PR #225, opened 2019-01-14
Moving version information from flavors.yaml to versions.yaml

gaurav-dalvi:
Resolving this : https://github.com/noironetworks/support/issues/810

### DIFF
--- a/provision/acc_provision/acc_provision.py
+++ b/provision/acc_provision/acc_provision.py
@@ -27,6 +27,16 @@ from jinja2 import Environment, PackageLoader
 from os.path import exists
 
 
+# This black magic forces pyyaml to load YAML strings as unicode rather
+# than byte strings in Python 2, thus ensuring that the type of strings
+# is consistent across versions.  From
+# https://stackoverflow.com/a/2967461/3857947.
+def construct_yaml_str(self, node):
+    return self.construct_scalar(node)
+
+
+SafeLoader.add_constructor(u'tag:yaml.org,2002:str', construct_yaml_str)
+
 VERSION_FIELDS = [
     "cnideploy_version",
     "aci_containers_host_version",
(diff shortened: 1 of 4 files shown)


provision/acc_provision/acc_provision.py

● Required work
Find all the lines containing "versions" in the material, then copy them.

● Output
Moving version information from flavors.yaml to versions.yaml
+# is consistent across versions.  From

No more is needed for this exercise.